2011-01-15 Thread Simon Riggs
On Sat, 2011-01-15 at 12:19 +0100, Florian Pflug wrote:
> On Jan15, 2011, at 02:03 , Tom Lane wrote:
> > Robert Haas  writes:
> >> Me, too.  But I don't agree with your particular choice of small
> >> syntax adjustment.  Maybe we should just let the issue drop for now.
> >> Nobody's actually complained about this that I can recall; it's just a
> >> comment that's been sitting there in pg_dump for ages, and I was
> >> inspired to think of it again because of the SQL/MED work.  I'm not
> >> sufficiently in love with this idea to walk through fire for it.
> > 
> > Agreed.  Once there's some pressing need for it, it'll be easier to make
> > the case that some amount of incompatibility is acceptable.
> 
> Assuming that day will come eventually, should we deprecate the LOCK 
> shortcut now to ease the transition later?

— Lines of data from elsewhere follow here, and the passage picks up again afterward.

PR #1044, opened 2024-07-09
Ignore `Cargo.lock` files

jbesraa:
add `Cargo.lock` files to `.gitignore`


Shourya742 (approved):
Strong ACK. This is much needed.

marathon-gary:
Ack. 
But for consideration leaving this here: https://doc.rust-lang.org/cargo/faq.html#why-have-cargolock-in-version-control

plebhash:
rebasing to get this merged

plebhash (approved):

johnnyasantoss:
I don't think this is a good idea. Lockfiles exist for a reason, and if you read the link that @marathon-gary sent, you will see why. 
There are multiple dependencies on the workspace that are unlocked. Clearly, it wasn't committed along with the dependency changes.
See it in action: `fd -e toml Cargo -x sh -c 'cd {//} && cargo generate-lockfile'` this will run the cargo command for every subfolder with a Cargo.toml file. After running that, you should see a lot of lockfiles generated/updated on the git working tree.

1) This can lead to flaky CI/CD pipelines, as cargo will not know the exact version to look for.
2) Can lead to software supply chain attack (there's no shortage in those - [1](https://snyk.io/blog/polyfill-supply-chain-attack-js-cdn-assets/) [2](https://www.crowdstrike.com/blog/cve-2024-3094-xz-upstream-supply-chain-attack/) [3](https://snyk.io/blog/npm-faker-package-open-source-libraries/) [4](https://snyk.io/blog/peacenotwar-malicious-npm-node-ipc-package-vulnerability/))
3) Will most likelly lead to *runs on my machine* type of issue, preventing debugging of hard problems, git bisecting to find a regression/bug, etc.
4) impossible to have reproducible builds (not sure if this is goal)
5) impossible auditing

johnnyasantoss:
Btw, we already ignore a few lockfiles which is not ideal.

Regarding inter-workspace dependency management, I think we can stop using the version+path definition on `Cargo.toml` files as that just leads to unwanted changes on lock files (which this is the root of the problem - imo).
For example: commit 63b8d23b51378a781d951320eab79f46ee4f7026 updated the `sv1_api` version but didn't relock the other projects, leading to unwanted changes every time you checkout `dev` and use an IDE/LSP that checks for project correctness

jbesraa:
I am aware of the link you shared but dont agree with you. I think its enough to have msrv check on each pr that makes sure the pr is always building on at least 1.75.

Regrding your points: 
1- why flaky tests? Cargo.toml still limits the different crates versions you know. I dont see any reason why the ci would be flaky.
2- this is not necessarily about lock files but management and inspecting of new crates added to the project.
The last three points are theoretical and I dont have much to say about that.

Anyway, my feeling is you just pouring here what you read in the link but in practice things are quite different. It would be good to try and show how this is failing rather than "it might fail"..

johnnyasantoss:
@jbesraa 
> Regrding your points: 1- why flaky tests? Cargo.toml still limits the different crates versions you know. I dont see any reason why the ci would be flaky.

Cargo.toml does not **limit** crates versions, it does specify the range that we [**want**](https://doc.rust-lang.org/cargo/reference/specifying-dependencies.html#specifying-dependencies-from-cratesio). Without a lock, it will perform dependency selection every time a fetch is run, leading to flaky CI. Also, crates can be yanked from registry. 
We don't use `=<version>` so all our ranges are [caret range](https://doc.rust-lang.org/cargo/reference/resolver.html#semver-compatibility) which means for all crates above `1.0.0` when declared on Cargo.toml as `1.0.1` are interpreted as `>=1.0.1, <2.0.0` and so it will select the latest on that range.

And, in practice, if you checkout `dev` (5d569bbdb0f6d1dc7bc97a62abff9d6ded4b425d) and run `fd -e toml Cargo -j1 -x sh -c 'cd {//} && cargo +1.75 fetch && cargo +1.75 build'` you will see *already* a few range issues (internal, imagine external deps).
```log
error: failed to select a version for the requirement `network_helpers_sv2 = "^0.1.0"`
candidate versions found which didn't match: 2.0.0
location searched: /path/to/stratum/roles/roles-utils/network-helpers
required by package `template-provider-test v0.1.0 (/path/to/stratum/examples/template-provider-test)`
```

On 2) I agree with you. Lockfiles are not magical we still have to inspect dependencies before adding them to the project but to ensure that we always get the version that was inspected we need a lockfile.

Don't get me wrong, I'm not saying we can't merge this. I'm just saying this is counterproductive.

jbesraa:
I don't have strong opinion about this PR and I would prefer it being closed rather than trying to get it merged. It could be a good convince for devs and also for PR review process, but nothing crucial.

jbesraa:
Re-opening this as I am not able to rebase regularly on my local machine. 
Each time I `git rebase -i dev` the rebase stops somewhere complaining about the `Cargo.lock` stuff. If anyone have a strong opinion about not merging this please come forward, otherwise I think we should land this as the dev experience is currently kinda shit

plebhash:
I'm doing some research on this topic. Here's some findings:

## `protocols/Cargo.lock`

I believe we can safely delete and gitignore `protocols/Cargo.lock`. All those crates are only libs, and there's no reason to keep a `Cargo.lock` file for libs. Some references:
- [StackOverflow Q&A](https://stackoverflow.com/questions/62861623/should-cargo-lock-be-committed-when-the-crate-is-both-a-rust-library-and-an-exec)
- [LDK/`rust-lightning`](https://github.com/lightningdevkit/rust-lightning) doesn't keep any `Cargo.lock` files
- [`rust-bitcoin`](https://github.com/rust-bitcoin/rust-bitcoin) doesn't keep any `Cargo.lock` files

## `roles/Cargo.lock`

The crates on `roles` do generate binaries, which means it's a good engineering practice to keep `roles/Cargo.lock` on our git history.

The root cause of our issues on this specific file comes from the fact that we often bump dependency versions on `roles/*/Cargo.toml` without committing the same updates to `roles/Cargo.lock`.

That could be fixed by:
- https://github.com/stratum-mining/stratum/pull/1103 updates `roles/Cargo.lock` according to the current state of the repo
- https://github.com/stratum-mining/stratum/pull/1102 which introduces a new CI action that blocks PRs that change dependencies on the `roles` workspace from being merged if they don't update `roles/Cargo.lock` accordingly.

## `benches/Cargo.lock`

I don't have much insight into this crate. Given that we have https://github.com/stratum-mining/benchmarking-tool, I wonder if this isn't obsolete and the crate could simply be removed as a whole? cc @GitGab19

rrybarczyk:
> I'm doing some research on this topic. Here's some findings:
> 
> ## `protocols/Cargo.lock`
> I believe we can safely delete and gitignore `protocols/Cargo.lock`. All those crates are only libs, and there's no reason to keep a `Cargo.lock` file for libs. Some references:
> 
> * [StackOverflow Q&A](https://stackoverflow.com/questions/62861623/should-cargo-lock-be-committed-when-the-crate-is-both-a-rust-library-and-an-exec)
> * [LDK/`rust-lightning`](https://github.com/lightningdevkit/rust-lightning) doesn't keep any `Cargo.lock` files
> * [`rust-bitcoin`](https://github.com/rust-bitcoin/rust-bitcoin) doesn't keep any `Cargo.lock` files
> 
> ## `roles/Cargo.lock`
> The crates on `roles` do generate binaries, which means it's a good engineering practice to keep `roles/Cargo.lock` on our git history.
> 
> The root cause of our issues on this specific file comes from the fact that we often bump dependency versions on `roles/*/Cargo.toml` without committing the same updates to `roles/Cargo.lock`.
> 
> That could be fixed by:
> 
> * [update `roles/Cargo.lock` #1103](https://github.com/stratum-mining/stratum/pull/1103) updates `roles/Cargo.lock` according to the current state of the repo
> * [add `roles-lockfile.yaml` #1102](https://github.com/stratum-mining/stratum/pull/1102) which introduces a new CI action that blocks PRs that change dependencies on the `roles` workspace from being merged if they don't update `roles/Cargo.lock` accordingly.
> 
> ## `benches/Cargo.lock`
> I don't have much insight into this crate. Given that we have https://github.com/stratum-mining/benchmarking-tool, I wonder if this isn't obsolete and the crate could simply be removed as a whole? cc @GitGab19
> 
> if we decide to keep it, a similar strategy to `roles/Cargo.lock` could be applied here

This looks good to me. Basically library crates should NOT have a `Cargo.lock`. If it is a binary, it SHOULD have the `Cargo.lock`.

Thinking longer term, this now gets us back to the need to separate the library from binaries in the repo itself...the `roles` crate really should be a library. And then in another repo, we should have the binary applications (with the `roles`'s toml config files there). 

For now, @plebhash's suggestions make sense to me.

Issue #902, opened 2024-05-09
IdentifyTransactions message not implemented


lorbax:
IdentifyTransactions and .Succes are not implemented. The JDS just ignores the cases where it necessary to send this message (collisions with short hashes or impossible to reconstruct the `tx_hash_list_hash`). If the JDC receives such a message, [it responds with an empty vector](https://github.com/stratum-mining/stratum/blob/dev/roles/jd-client/src/lib/job_declarator/message_handler.rs#L45 t).

Good first issue

rockcoolsaint:
@lorbax I don't quite understand what is to be done here.
What is the expected code deliverable?

What does this statement mean? `The JDS just ignores the cases where it necessary to send this message (collisions with short hashes or impossible to reconstruct the tx_hash_list_hash)`

marathon-gary:
https://stratumprotocol.org/specification/06-Job-Declaration-Protocol/#617-identifytransactions-server-client
> Sent by the Server in response to a DeclareMiningJob message indicating it detected a collision in the `tx_short_hash_list`, or was unable to reconstruct the `tx_hash_list_hash`.

The client receives an IdentifyTransactions message from the server, indicating a collision or inability to reconstruct the hash list of tx's. Currently, there is [just an empty vec returned.](https://github.com/stratum-mining/stratum/blob/dev/roles/jd-client/src/lib/job_declarator/message_handler.rs#L45) 

According to spec it should be providing:
> The full list of transaction data hashes used to build the mining job in the corresponding DeclareMiningJob message

The original `DeclareMiningJob` only contains `tx_short_hash_list` and `tx_hash_list_hash`. An `IdentifyTransactions` message indicates there was a collision in the `short hash` list or the `hash list hash` couldn't be recreated.

I assume the client just looks up the original list of tx's and then sends it back in the `.Success` message.

I will take a pass at a PR for this

lorbax:
> https://stratumprotocol.org/specification/06-Job-Declaration-Protocol/#617-identifytransactions-server-client
> 
> > Sent by the Server in response to a DeclareMiningJob message indicating it detected a collision in the `tx_short_hash_list`, or was unable to reconstruct the `tx_hash_list_hash`.
> 
[...]

PR #1050, opened 2024-07-12
impl: IdentifyTransactions.Success for jdc

marathon-gary:
We scrub the last declared mining jobs and collect a transaction list from the JD. Then mapping over the found transactions we convert the txid in the binary_sv2::U256 type. From this we can create a new Seq064K<U256> to send back from the JDC to the JDS that encountered a hash collision or was unable to recreate the tx_hash_list_hash.

Probably some code conciseness clean up I could do here but wanted to push the PR to gather feedback.

### DIFF
--- a/roles/jd-client/src/lib/job_declarator/message_handler.rs
+++ b/roles/jd-client/src/lib/job_declarator/message_handler.rs
@@ -1,4 +1,5 @@
 use super::JobDeclarator;
+use binary_sv2::{Seq064K, U256};
 use roles_logic_sv2::{
     handlers::{job_declaration::ParseServerJobDeclarationMessages, SendTo_},
     job_declaration_sv2::{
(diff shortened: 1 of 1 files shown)


plebhash:
I haven't dived into the code in detail, but a few points worth noting:

- #902 describes the fact that neither `IdentifyTransactions` nor `IdentifyTransactions.Success` are implemented. So it doesn't make sense to only implement `IdentifyTransactions.Success` in isolation.
- We need to assert the implementation of both messages for correctness, which can only be done via MG tests. [Here](https://www.youtube.com/watch?v=Gic7qrmWdU4&list=PL4okm1s0ZpT9YveJBiU51gaaOmNJviugi)'s a tutorial with some foundational knowledge on how to get started.
- Given that the PR is still WIP, it should be set as a Draft.

I don't think the `good-first-issue` was an accurate label and we probably made a mistake when we applied it to this task. Writing MG tests and making sure the implementation is sane is not necessarily trivial.

But I don't want to discourage you @marathon-gary , just letting you know that the challenge is probably bigger than originally perceived.

marathon-gary:
Also Ack on both sides of the messaging not being implemented, I definitely misread the issue. Will keep working on this to learn the codebase.

plebhash:
> Is there a good code example of the MG testing to reference? I'll look for some but referrals for starting points are always welcome.

Watch the youtube videos I embedded on my previous comment. It's the closest thing we have to some educational material on MG tests so far.

rrybarczyk:
Closing until we address roles refactor after protocols refactor.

If people want that, I could go
> through the docs and add some appropriate warnings.

Sounds good to me.


I think we should have a section in the release notes on Deprecated
Features, noting that certain things will be removed later and should be
changed now and not relied upon in the future. A pending
incompatibilities list.

I would urge people to come up with a much wider list of "things we
don't like" so we can more easily avoid discussions like this in the
future. Forward planning helps make change easier.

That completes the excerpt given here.